Дневник одного тела (Пеннак) - страница 145

Ночью не сомкнул глаз.

* * *

73 года, 1 месяц, 2 дня

Вторник, 12 ноября 1996 года

Вчера утром собрался на эту цистографию. Был скорее мертв, чем жив, но все же достаточно владел собой, чтобы проявить интерес к продвижению змееподобной камеры сквозь мой половой орган. Оказалось, не так уж и больно. Но я все чувствовал, как будто кто-то ползал внутри меня. Я думал о метро из «Рима» Феллини, о погребенных в моих недрах чудесах, которые будут найдены камерой, после того как она взломает святилище моего мочевого пузыря. Рентгенологу не сразу удалось найти вход в него. Прежде чем проникнуть внутрь, головка камеры несколько раз натыкалась на что-то, что я определил как внешнюю стенку пузыря. А, ну ладно, возьмем малость пошире. (Врачи бывают разные: одни преуменьшают трудности, другие преувеличивают, третьи вообще ничего не говорят, четвертые орут на вас, пятые — как этот — все поясняют. Все они, как говорится, люди, все — человеки, со своими знаниями и характерами.) Наконец камера проникла куда надо, и врач объявил: Вот, смотрите, мы внутри вашего мочевого пузыря. Ничего общего с феллиниевскими чудесами, запрятанными в подземельях Рима, — дрожащее изображение, абсолютно неразборчивое для моих неопытных глаз.

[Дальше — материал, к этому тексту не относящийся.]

PR #2323, opened 2017-07-13
Charlesmchen/refine call service

charlesmchen:
* Converted `call` and `thread` properties of `CallViewController` from var to let.
* Cleared fulfill/reject properties in `CallService` as they are fulfilled or rejected.

PTAL @michaelkirk

### DIFF
--- a/Signal/src/call/CallService.swift
+++ b/Signal/src/call/CallService.swift
@@ -304,8 +304,6 @@ protocol CallServiceObserver: class {
             Logger.debug("\(self.TAG) setting peerConnectionClient in \(#function) for call: \(call.identifiersForLogs)")
             self.peerConnectionClient = peerConnectionClient
             self.fulfillPeerConnectionClientPromise?()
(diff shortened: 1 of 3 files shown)


Signal/src/call/CallService.swift
```diff
@@ -376,6 +378,8 @@ protocol CallServiceObserver: class {
         }
 
         fulfillReadyToSendIceUpdatesPromise()
+        self.fulfillReadyToSendIceUpdatesPromise = nil
```
michaelkirk: Why do we bother to nil all these promise methods out? I don't *think* there's harm in removing them, but we already have a central place to `reset` state - in `terminate`.

What's the danger in these lingering?

charlesmchen: Yeah, perhaps its a waste of time.  PromiseKit should ensure that its safe to:

* fulfill a promise twice.
* fulfill and reject a promise, in any order.

Removed!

Ничего, не так уж и плохо. Растянут только. Сделав снимки, рентгенолог вынул из меня свою камеру. Задержите дыхание. Ощущение, котрое я испытал при удалении камеры, удивило меня больше, чем то, что я почувствовал при ее введении: словно мой организм свыкся с этим любопытным глазом на шланге, принял его. В тот же день побывал у хирурга. Операция в пятницу, в пятнадцать часов. Мне расширят мочеиспускательный канал, подрезав простату, и введут временный зонд на то время, пока мочевой пузырь снова не станет эластичным и не восстановит свои функции. Не беспокойтесь, это — самое обычное дело, я таких операций делаю по десятку в неделю, успокоил меня хирург.

* * *

73 года, 1 месяц, 4 дня

Четверг, 14 ноября 1996 года

Прожил эти три дня как призывник, получивший отсрочку. Совершенно перестал наблюдать за своим телом — пусть им занимается медицина, — чтобы вволю вкусить мелких радостей, придающих жизни ее неоценимую прелесть: восхитительное жаркое из голубя в горшочке с кориандром, корицей и белым изюмом, вкус которых пронизал меня до самого мозжечка, детские крики во дворе, темнота кинозала, где я не выпускал из ладоней руку Моны (болезнь всегда делала тебя сентиментальным, замечает она), и такие туристические сумерки там, на мосту Искусств. Что за прелесть этот прозрачный парижский воздух! Все-таки Парижу никак не удается окончательно пропахнуть бензином!